EXERCISE DATA:
* * *

PR #93, opened 2016-08-31
Strip out all but the last audio file.

syoung-smallwisdom:


syoung-smallwisdom:
Including with Smart4Sure PR

PR #94, opened 2016-08-31
Changes to support Smart4SURE build

syoung-smallwisdom:


BridgeAppSDK/DataArchiving/SBADataArchive.m
```diff
@@ -163,6 +163,12 @@ - (void)insertDictionaryIntoArchive:(NSDictionary *)dictionary filename:(NSStrin
 
 - (void)insertDataIntoArchive :(NSData *)data filename: (NSString *)filename
 {
+    // Check that the file has not already been added
```
Erin-Mounts, line 166: For voice tests, it's probably not as straightforward but I think it would be better to include the last sound check file rather than the first, as that's going to be the one that corresponds to the time/place the voice test was finally recorded, in case researchers want to use it to try to compensate for the background noise in their analyses. I'm not sure this always applies in general to all possible file duplication scenarios going forward, though. Eventually we might want to be able to specify in a schema that there might be more than one of a given file, and use some naming convention when archiving them, so that researchers can see all the data and decide what to make of it, but for now this is the only situation I know about where we actually might care which of the "duplicate" files we save.

BridgeAppSDK/Localization.swift
```diff
@@ -154,92 +156,6 @@ public class Localization: NSObject {
     
     // MARK: List of the strings used in this module.
     public class var listOfAllLocalizedStrings: [String : String] {
-        return listOfMyLocalizedStrings
+        return [:]
```
Erin-Mounts: Should we maybe just do away with this method and go with the .strings file in all the modules that subclass this (e.g. mPowerSDK, various apps)? If so, would be better to do so now before anyone else sees/follows this pattern...

BridgeAppSDK/NSDate+Utilities.swift
```diff
@@ -41,5 +41,13 @@ extension NSDate {
         let components = calendar.components(unitFlags, fromDate: self)
         return calendar.dateFromComponents(components) ?? self
     }
+    
+    var isToday: Bool {
+        return self.startOfDay() == NSDate().startOfDay()
+    }
+    
+    var isTomorrow: Bool {
+        return self.startOfDay() == NSDate(timeIntervalSinceNow: 24 * 60 * 60).startOfDay()
```
Erin-Mounts: We've done this in a number of places already (1 day == 86400 seconds), but it turns out it isn't safe; it's wrong for an hour on changes between Standard and Daylight time and back (and for 1 second if there's a leap second, but that's hardly a problem and pretty rare anyway). I think the "right" way is to use date components and add one day. We should fix these in our code as we find them.

BridgeAppSDK/NSPredicate+Utilities.swift
```diff
@@ -36,9 +36,17 @@ import Foundation
...
+    public convenience init(week: NSDate, dateKey: String) {
+        self.init(date: week, dateKey: dateKey, numberOfDays: 7)
+    }
+    
+    public convenience init(date: NSDate, dateKey: String, numberOfDays: Double) {
         let calendar = NSCalendar.currentCalendar()
-        let start = calendar.startOfDayForDate(day)
-        let end = start.dateByAddingTimeInterval(24*60*60)
+        let start = calendar.startOfDayForDate(date)
+        let end = start.dateByAddingTimeInterval(numberOfDays * 24 * 60 * 60)
```
Erin-Mounts: see previous comment regarding length of day and standard vs DST

BridgeAppSDK/ORKCollectionResult+SBAExtensions.m
```diff
@@ -78,32 +78,26 @@ @implementation ORKTaskResult (SBAExtensions)
...
-                        [stepResults addObjectsFromArray:dupResults];
-                    }
-                }
-                stepResult.results = stepResults;
-            }
-            [results addObject:stepResult];
+    NSMutableArray *identifiers = [NSMutableArray new];
+    NSEnumerator *enumerator = [self.results reverseObjectEnumerator];
+    for (ORKStepResult *stepResult in enumerator) {
+        if (![identifiers containsObject:stepResult.identifier]) {
```
Erin-Mounts, line 97: see previous comment about using the latest rather than first (for now)

BridgeAppSDK/SBACheckmarkView.swift
```diff
@@ -0,0 +1,135 @@
...
+// DAMAGES (INCLUDING, BUT NOT LIMITED TO, PROCUREMENT OF SUBSTITUTE GOODS OR
+// SERVICES; LOSS OF USE, DATA, OR PROFITS; OR BUSINESS INTERRUPTION) HOWEVER
+// CAUSED AND ON ANY THEORY OF LIABILITY, WHETHER IN CONTRACT, STRICT LIABILITY,
+// OR TORT (INCLUDING NEGLIGENCE OR OTHERWISE) ARISING IN ANY WAY OUT OF THE USE
+// OF THIS SOFTWARE, EVEN IF ADVISED OF THE POSSIBILITY OF SUCH DAMAGE.
+//
+
+import UIKit
+
+class SBACheckmarkView: UIView {
```
Erin-Mounts, line 36: nice

BridgeAppSDK/SBADirectNavigationRule.swift
```diff
@@ -0,0 +1,55 @@
...
+// CAUSED AND ON ANY THEORY OF LIABILITY, WHETHER IN CONTRACT, STRICT LIABILITY,
+// OR TORT (INCLUDING NEGLIGENCE OR OTHERWISE) ARISING IN ANY WAY OUT OF THE USE
+// OF THIS SOFTWARE, EVEN IF ADVISED OF THE POSSIBILITY OF SUCH DAMAGE.
+//
+
+import Foundation
+
+/**
+ * The direct navigation rule allows for a step to be displayed with a direct
+ * pointer to something other than the next step in the sequencial order defined by
```
Erin-Mounts: sequential

BridgeAppSDK/SBAInstructionStep.swift
```diff
@@ -97,14 +81,24 @@ public final class SBADirectNavigationStep: ORKInstructionStep, SBADirectNavigat
         self.customTypeIdentifier = customTypeIdentifier
     }
     
+    public override func stepViewControllerClass() -> AnyClass {
+        if self.isCompletionStep && self.image == nil {
```
Erin-Mounts, line 88: purpose of this logic isn't entirely clear--can you add an explanatory comment?

BridgeAppSDK/SBANewsFeedItem.h
```diff
@@ -0,0 +1,52 @@
+// Copyright (c) 2015, Apple Inc. All rights reserved.
```
Erin-Mounts: update copyright? or did you just copy the file without changes?

BridgeAppSDK/SBANewsFeedItem.m
```diff
@@ -0,0 +1,95 @@
+// Copyright (c) 2015, Apple Inc. All rights reserved.
```
Erin-Mounts: update unless copied unchanged

BridgeAppSDK/SBANewsFeedManager.h
```diff
@@ -0,0 +1,58 @@
+//
+//  SBANewsFeedManager.h
+//  APCAppCore
```
Erin-Mounts: update

BridgeAppSDK/SBANewsFeedManager.m
```diff
@@ -0,0 +1,143 @@
+//
+//  SBANewsFeedManager.m
+//  APCAppCore
```
Erin-Mounts: update

BridgeAppSDK/SBANewsFeedParser.h
```diff
@@ -1,8 +1,4 @@
-//
-//  SBATaskViewController.h
-//  BridgeAppSDK
-//
-//  Copyright © 2016 Sage Bionetworks. All rights reserved.
+// Copyright (c) 2015, Apple Inc. All rights reserved.
```
Erin-Mounts: probably Git is being weird thinking these were ever the same file, but does copyright need updating here or was the file copied unchanged?

BridgeAppSDK/SBANewsFeedParser.m
```diff
@@ -0,0 +1,197 @@
+// Copyright (c) 2015, Apple Inc. All rights reserved.
```
Erin-Mounts: update unless file copied unchanged

BridgeAppSDK/DataArchiving/SBADataArchive.m
syoung-smallwisdom: This is a belt and suspenders check. There were two different bugs that were causing the issue and they have been resolved in a way that is appropriate to the error condition. In this case, it is saying "in a production app, pass the data in such a way that it can be collected by the service. in debug, throw an assert."

BridgeAppSDK/Localization.swift
syoung-smallwisdom: Good point. I can change that thought it means updating Lilly.

BridgeAppSDK/DataArchiving/SBADataArchive.m
Erin-Mounts, line 166: OK, makes sense.

BridgeAppSDK/ORKCollectionResult+SBAExtensions.m
syoung-smallwisdom: Using the reverse enumeration which is why, below, it uses `-insertObject:atIndex:`

Erin-Mounts, line 97: Ah, didn’t notice that, perfect.

BridgeAppSDK/SBATextChoice.swift
```diff
@@ -42,7 +42,7 @@ public protocol SBATextChoice  {
 
 extension SBATextChoice {
     func createORKTextChoice() -> ORKTextChoice {
-        return ORKTextChoice(text: self.choiceText, detailText: self.choiceDetail, value: self.choiceValue, exclusive: self.exclusive)
+        return ORKTextChoice(text: self.choiceText.trim() ?? "", detailText: self.choiceDetail?.trim(), value: self.choiceValue, exclusive: self.exclusive)
```
Erin-Mounts, line 45: should choiceDetail also fall back to ""?

BridgeAppSDK/SBBScheduledActivity+Filters.m
```diff
@@ -70,6 +70,10 @@ + (NSPredicate *) scheduledTomorrowPredicate {
     return [[NSPredicate alloc] initWithDay:[NSDate dateWithTimeIntervalSinceNow:24*60*60] dateKey:NSStringFromSelector(@selector(scheduledOn))];
 }
 
++ (NSPredicate *) scheduledComingUpPredicate: (NSInteger)numberOfDays {
+    return [[NSPredicate alloc] initWithDate:[NSDate dateWithTimeIntervalSinceNow:24*60*60] dateKey:NSStringFromSelector(@selector(scheduledOn)) numberOfDays:numberOfDays];
```
Erin-Mounts: refer to prior comment about assuming 24hr day length

BridgeAppSDK/SBANewsFeedItem.h
syoung-smallwisdom: I changed the name but nothing else which is why I left the original copyright.

BridgeAppSDK/String+Utilities.swift
```diff
@@ -48,4 +48,20 @@ extension String {
         return self.substringFromIndex(range.endIndex)
     }
     
+    public func stringByRemovingNewlineCharacters() -> String {
+        guard let result = (self as NSString).mutableCopy() as? NSMutableString else { return self }
+        let set = NSCharacterSet.newlineCharacterSet()
+        var range = result.rangeOfCharacterFromSet(set)
```
Erin-Mounts: can you do the thing where you split the string on members of the newline character set and then re-join the resulting array with " "? E.g. in obj-C it would be: 
result = [[self componentsSeparatedByCharactersInSet:set] componentsJoinedByString:@" "];
so swift would maybe be something like
self.componentsSeparatedByCharactersInSet(set).componentsJoinedByString(" ")
...?

BridgeAppSDK/SBATextChoice.swift
syoung-smallwisdom: No. only `text` is required. `detailText` can be passed as a `nil`.

BridgeAppSDK/SBANewsFeedManager.h
Erin-Mounts: (I meant APCAppCore --> BridgeAppSDK, but updating copyright is good too)

Erin-Mounts:
looks good, merge when ready

BridgeAppSDK/String+Utilities.swift
syoung-smallwisdom: because I was tired that day. ¯_(ツ)_/¯

PR #95, opened 2016-09-06
BRIDGE-1475 Implement default handling for a catastrophic failure.

syoung-smallwisdom:
Note: The CatastrophicError.storyboard file does not include any strings that require localization.

This allows for the implementation of the app version kill switch with a custom URL for enterprise apps.


BridgeAppSDK.xcodeproj/project.pbxproj
```diff
@@ -2193,7 +2201,7 @@
 				GCC_WARN_UNINITIALIZED_AUTOS = YES_AGGRESSIVE;
 				GCC_WARN_UNUSED_FUNCTION = YES;
 				GCC_WARN_UNUSED_VARIABLE = YES;
-				IPHONEOS_DEPLOYMENT_TARGET = 8.0;
+				IPHONEOS_DEPLOYMENT_TARGET = 9.3;
```
Erin-Mounts, line 2204: Is there a specific reason for changing the deployment target from 8.0?

Erin-Mounts, line 2204: ...or is that at the project level, and you override it specifically for each target?

Erin-Mounts:
question about deployment target settings, otherwise looks good, merge when ready

BridgeAppSDK.xcodeproj/project.pbxproj
syoung-smallwisdom: iOS 10 is coming out this week. Set BridgeAppSDK to minimum deployment of 8.4 and the sample app to min target of 9.3 as per Apple's recommendations for min targets.

PR #96, opened 2016-09-09
build 3 - fix archiving crash

syoung-smallwisdom:
Rev to build 3 and fix the crash I introduced by trying to add an assert in the data archiving. Oops.

Note: I think this will also cause all production builds to _not_ upload properly.


Erin-Mounts:
looks good

PR #101, opened 2016-09-19
Xcode 8 Migration

syoung-smallwisdom:
These are the required changes for Swift 3.0

This has been smoke tested for Lilly and Smart4SURE


BridgeAppSDKTests/SBASurveyFactoryTests.swift
```diff
@@ -1436,7 +1436,7 @@ class SBASurveyFactoryTests: XCTestCase {
         // a step size of 37 is not divisible by 100 so is invalid
```
Erin-Mounts: does this comment no longer quite match the code below?

BridgeAppSDK/SBAUser.swift
```diff
@@ -43,8 +43,8 @@ public final class SBAUser: NSObject, SBAUserWrapper {
     
     let lockQueue = DispatchQueue(label: "org.sagebase.UserLockQueue", attributes: [])
 
-    public func logout() {
-        lockQueue.async {
+    public func resetStoredUserData() {
+        lockQueue.sync {
```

* * *

HOW TO COMPLETE THIS TASK: Take the line containing "These are the required changes for Swift 3.0" as the first line and the last line of the data above as the final one. Write out these lines and all between them exactly.

TASK RESPONSE:
These are the required changes for Swift 3.0

This has been smoke tested for Lilly and Smart4SURE


BridgeAppSDKTests/SBASurveyFactoryTests.swift
```diff
@@ -1436,7 +1436,7 @@ class SBASurveyFactoryTests: XCTestCase {
         // a step size of 37 is not divisible by 100 so is invalid
```
Erin-Mounts: does this comment no longer quite match the code below?

BridgeAppSDK/SBAUser.swift
```diff
@@ -43,8 +43,8 @@ public final class SBAUser: NSObject, SBAUserWrapper {
     
     let lockQueue = DispatchQueue(label: "org.sagebase.UserLockQueue", attributes: [])
 
-    public func logout() {
-        lockQueue.async {
+    public func resetStoredUserData() {
+        lockQueue.sync {
```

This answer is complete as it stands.